Question

An L-shaped object, made up of thin rods of uniform mass density, is suspended with a string as shown in figure. If $AB = BC$ , and the angle made by $AB$ with downward vertical is $\theta $ , then:

(A) $\tan \theta = \dfrac{2}{{\sqrt 3 }}$
(B) $\tan \theta = \dfrac{1}{3}$
(C) $\tan \theta = \dfrac{1}{2}$
(D) $\tan \theta = \dfrac{1}{{2\sqrt 3 }}$

Answer 1

Hint: to solve this problem we should know about the torque balancing:
Torque: it is the tendency of the body of a force to rotate a body to which it is applied.
Mathematically: $\tau = rF\sin \theta $ .
So to keep a body stable torque should be kept balanced.

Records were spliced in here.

PR #8233, opened 2023-09-02
Handle user login attemp on unauthorized panel

underdpt:
Hello,

When a user tries to login on a panel for which he doesn't have permissions, he's shown a 403 error but the user remains logged in.

This PR verifies that the user has access to the panel during the login process, and if the user isn't allowed to access the panel, it logouts the user and show the credentials mismatch validation error.

- [x ] Changes have been thoroughly tested to not break existing functionality.
There's no documentation about the login process.

There's no visual changes on this PR


packages/panels/src/Pages/Auth/Login.php
```diff
@@ -75,6 +75,14 @@ public function authenticate(): ?LoginResponse
             ]);
         }
 
+        if (! Filament::auth()->user()->canAccessPanel(Filament::getCurrentPanel())) {
+            Filament::auth()->logout();
+
+            throw ValidationException::withMessages([
```
danharrin: Maybe let's extract this throw into its own method `protected function throwFailureValidationException(): void` and then reuse it in both places?

danharrin: Maybe let's extract this throw into its own method `protected function throwFailureValidationException(): void` and then reuse it in both places?

danharrin:
Also PHPstan appears to be failing? And you should add a test for this.

packages/panels/src/Pages/Auth/Login.php
underdpt: Done. Returning `never` instead of `void` as we're on PHP8.1.

underdpt:
Hi,

I've submitted all changes.

I don't know why all checks are failing, they all work on my local environment, and it seems related to CI:

```
Error: Can't use 'tar -xzf' extract archive file: /home/runner/work/_actions/_temp_42897cc5-320e-41f8-9537-4c6ce62b604e/bf82fa85-cb66-4e2c-b2af-f15cf547fbe4.tar.gz. return code: 2.
```

wychoong:
please review your PR, seems like there are some codes duplicated during merge

underdpt:
@wychoong thanks, i'm sorry that got leaked to the PR!

PR #8243, opened 2023-09-02
Fix grouping direction being reset when called programatically

archilex:
When setting tableGrouping and tableGroupingDirection programatically, the current implementation was overriding the direction, resetting it to `asc`. This also meant a separate request was made. This PR adds an early return if the grouping and direction are set.

### DIFF
--- a/packages/tables/resources/views/components/groups.blade.php
+++ b/packages/tables/resources/views/components/groups.blade.php
@@ -15,6 +15,10 @@
     }"
     x-init="
         $watch('group', function (newGroup, oldGroup) {
+            if (newGroup && direction) {
+                return
+            }
+            
             if (! newGroup) {
                 direction = null
 


danharrin:
Not sure about this, when changing the column IMO the direction should be reset

archilex:
It still does reset when changing.

danharrin:
How so? Both the newGroup and direction should be set when changing groups, right?

archilex:
I just got back home to test this and you are right that it does not change back to `asc` when selecting a new column. However, it doesn't currently do that right now either. Currently, when changing the group it keeps whatever direction you have selected. The `oldGroup` early return prevents it from resetting back to `asc` as you were thinking it does.

Now when you remove the group and then select a new group, then it does reset back to `asc`. This PR does that too, which is what I was thinking of.

So basically, this PR keeps all current behavior, but just allows the direction to also be set initially without being overriden. This will be important if in the future you allow `defaultGroup()` to also include the sort direction, since with the current implementation it would be overriden without this PR.

If you like, I can try to implement this in a way that also resets the direction when changing the column.

danharrin:
No worries

PR #8258, opened 2023-09-04
Tables Text-Column: allow Descriptions to wrap

drbyte:
In a Table TextColumn, whether in a `Resource` or in a `RelationManager`, the `wrap()` directive is ineffective if the `->description()` value is the part that actually needs to wrap.

## Example code:

```php
    {
        return $table
            ->columns([
                    ->description(fn (Category $record): string => $record->description ?? '')
                    ->wrap(),
            ])
//...
```

## Screenshots: Resource Table
Before - (notice how the dropdown gets squished because of the lack of wrapping classes):
Screen Shot 2023-09-03 at 10 10 50 PM

After:
Screen Shot 2023-09-03 at 10 11 24 PM

## Screenshots: RelationManager

In a `RelationManager`, horizontal scrolling is required to see table actions:

Screen Shot 2023-09-03 at 9 57 40 PM

Screen Shot 2023-09-03 at 9 57 50 PM

After this change, the wrapping appears as expected:

Screen Shot 2023-09-03 at 10 00 04 PM

    - [x] TO BE CLEAR: I HAVE tested exactly the scenarios above. I've not explored further.
- [n/a] New functionality has been documented or existing documentation has been updated to reflect changes.

### DIFF
--- a/packages/tables/resources/views/columns/text-column.blade.php
+++ b/packages/tables/resources/views/columns/text-column.blade.php
@@ -50,7 +50,11 @@
     }}
 >
     @if (filled($descriptionAbove))
-        <p class="text-sm text-gray-500 dark:text-gray-400">
+        <p
+            @class([
+               'text-sm text-gray-500 dark:text-gray-400',
+               'whitespace-normal' => $canWrap,
+           ])>
             {{ $descriptionAbove }}
         </p>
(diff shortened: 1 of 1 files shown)


danharrin:
Cheers

PR #8281, opened 2023-09-05
Added docblocks

bilogic:
https://github.com/filamentphp/filament/discussions/8257

Docblocks to explain the utility of each method, meant for IDEs to aid new users of this library and also lessen the need to memorize

### DIFF
--- a/packages/forms/src/Components/BaseFileUpload.php
+++ b/packages/forms/src/Components/BaseFileUpload.php
@@ -364,6 +364,9 @@ class BaseFileUpload extends Field
         return $this;
     }
 
+    /**
+     * Specify the maximum number of files that can uploaded
+     */
     public function maxFiles(int | Closure | null $count): static
     {
         $this->maxFiles = $count;
@@ -371,6 +374,9 @@ class BaseFileUpload extends Field
         return $this;
     }
 
+    /**
+     * Specify the minimum number of files that must be uploaded
+     */
     public function minFiles(int | Closure | null $count): static
     {
         $this->minFiles = $count;
@@ -378,6 +384,9 @@ class BaseFileUpload extends Field
         return $this;
     }
 
+    /**
+     * Adds the `multiple` HTML attribute to allow uploading multiple files at once
+     */
     public function multiple(bool | Closure $condition = true): static
     {
         $this->isMultiple = $condition;


packages/forms/src/Components/BaseFileUpload.php
danharrin, line 1: Can you please explain the ambiguity of these method names, as I think they cannot be confused with any other behaviour? I'm trying to make sure we aren't documenting code that is already self-documenting

bilogic:
Hi Dan,

My why slightly differ from yours. I wrote those to help confirm what I think it actually does in a short sentence or two. I just recalled 2 other ambiguous case

### Case 1
`navigationGroups` and `navigationItems` in `HasNavigation.php`

Navigation menus can usually be visualized as tree. It is not clear to me here how `navigationGroups` and `navigationItems` work together to form a tree

### Case 2

https://github.com/filamentphp/filament/blob/a3a4cf2a66e26c2553613cff1ecdecd77f7352f5/packages/panels/src/Panel.php#L49-L54

- As I understood it, each panel has a root url, e.g. `/admin`, so what does `default` do?
- I jumped from the panel's default to the code above, but it does not tell me much, only that `$condition` is stored in `$isDefault`
- Then I have to pull out google, or search the code to be certain for sure, e.g. what happens if I don't specify it etc?


1. I'm really just trying to share my experience as a new user of filament and found that my VSCode IDE could not help much in self-exploring the code to confirm my thoughts
2. Diffferent projects have different quality of naming, even with good naming, as a new user, I have no idea where the benchmark is
3. These days, I prefer not to make too many assumptions what 3rd party methods do simply based on their name as it has backfired several times in the past
4. Now because our why differs, please feel free to reject PR

Thank you.

margarizaldi:
@bilogic
- First, please just answer Dan's question "Can you please explain the ambiguity of these method names?"
- If you really want to explain everything, why there are only 3 among hundreds of methods there?
- You don't have to memorize all the methods, vs code autocompletions and peeks will help us as long as we "know" how to read them. Arguments, return type, namespace, etc are very descriptive. 
For example: `after()` method can be in `...\Concerns\CanBeValidated::after` so we know it is a validation rule related to datetime: image
while another `after()` is in `...\Concerns\HasLifecycleHooks::after` which is meant to be something executed after another execution:
image

- About default(), navigation groups, etc, you better to read the documentation, dig into the source code, or simply throw your questions to discord instead of googling.

bilogic:
@margarizaldi I explained my approach in https://github.com/filamentphp/filament/discussions/8257

danharrin:
I agree that the structure of the navigation, along with the `default()` method, could be explained better. However, I don't think that the code is the best place to do this. Since these are userland API methods, they should be documented on our website along with the others. Also, the explanations would probably be quite long for comments in code, and would not be Googleable as our docs are. You are more than welcome to improve our documentation for that through PRs 👍 Hope you understand

bilogic:
image

@danharrin sure, how about having just URL links to the documentation? It gets turned into a clickable link, at least in VSCode.

danharrin:
Fine, we can add documentation links to various methods. I have no issue with that.

bilogic:
@danharrin 

Sorry to be discussing this again, but I have new insights:

1. Adding links is complicated because the URL links have version in them, e.g. v2, v3
2. If we were to link to the documentation, every new version will incur high overheads
3. I don't think documention links is a good idea, unless there is a permalink to the latest documentation

### New example `->homeUrl(...)` 
5. Another case study here `->homeUrl(...)` and it might sound like a bit of a rant here, please bear with me:
6. 2 weeks ago, there was a suggested solution here https://github.com/filamentphp/filament/discussions/8252#discussioncomment-6899975
7. I feel lucky now about not following it. Looking at Patrick's profile, he probably used filament for a much longer time than me
8. I actually gave up already, because previously, I searched for `->getUrl(`, which yielded too many results
9. Today, I decided to search the code base for `$panel->getUrl` to see where I could get to, and saw `RedirectToHomeController` which sounded interesting, but did not lead far in terms of a solution
10. In the `HasRoutes` traits, I stumbled upon the internal variable `$homeUrl` at the top of the file and decided to pursue it because of the common word `home`, eventually, it led to me finding `function homeUrl()`
11. Like it or not, `homeUrl()` has 0 search results in google and the filament documentation
12. I detailed the above to show the amount of luck and effort required because alot of the methods are not self explanatory to a new user
13. Perhaps the question I would ask is, is there enough manpower to structure good documentation? Or should we just start with the low hanging fruit of documenting the methods first? Someone might eventually leverage on that to structure good documentation

For your consideration please. Thank you.

danharrin:
You can remove version from URLs and it redirects to the latest one

bilogic:
Ok, let's start with links thanks

danharrin:
The `homeUrl()` issue is just a lack of documentation in the first place, it should be added to our website by someone

PR #8292, opened 2023-09-05
Improve Laravel Scout example

francoism90:

This fixes https://github.com/filamentphp/filament/discussions/7697, as the result order was being parsed incorrectly.
It turns out this wasn't a Laravel issue, but I think a change in the MySQL/MariaDB parsing, and one may use `FIND_IN_SET` as a workaround.

The search will now reflect the actual Laravel Scout result order + the user is allowed to overrule the order of columns.

Please let me know if I need to make any adjustments/improvements. :)


danharrin:
Since this isn't a cross-DB solution (doesn't work on Postgres, right?) I don't think we should add it to the docs. However, I think it would be great as an Googleable "trick" article on our website, if you want to PR it to filamentphp/filamentphp.com?

PR #16855, opened 2025-07-07
Added toolbarButtons() change

Casmo:
Added toolbarButtons() update for v4.


danharrin:
Please can you open an issue instead, as this is an unintended breaking change. They should all be assigned to a group if you don't have nested arrays. I would like to fix it instead of documenting the bug.

Casmo:
Gotcha. https://github.com/filamentphp/filament/pull/16871.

Complete step by step solution:

To solve this problem we have to balance torque experienced on two two limbs of the L-shape due to gravitational force.
So first take torque at first limb by gravitational force. By using figure we get,
 ${\tau _1} = mg\dfrac{L}{2}\sin \theta $
Same for the second limb torque due to gravitational force will be,
 ${\tau _2} = mg\left( {\dfrac{L}{2}\cos \theta - L\sin \theta } \right)$
To keep the torque balance at both points the direction will be reversed to each other.
So, In magnitude both will be equal.
 $ \Rightarrow mg\left( {\dfrac{L}{2} + L} \right)\sin \theta = mg\dfrac{L}{2}\cos \theta $
 $ \Rightarrow mg\dfrac{{3L}}{2}\sin \theta = mg\dfrac{L}{2}\cos \theta $
 $ \Rightarrow \tan \theta = \dfrac{1}{3}$
From above calculation. We get $\tan \theta = \dfrac{1}{3}$ .
So, option (b) is the correct option.

Note:
As all rotational motion have an axis of rotation, torque must be defined about a rotational axis. So, a torque is a force applied to a point on an object about the axis of rotation. Torque is an important part of generating power from a car’s engine and transmission of power. For a given force torque can be increased by increasing the radius about which it acts.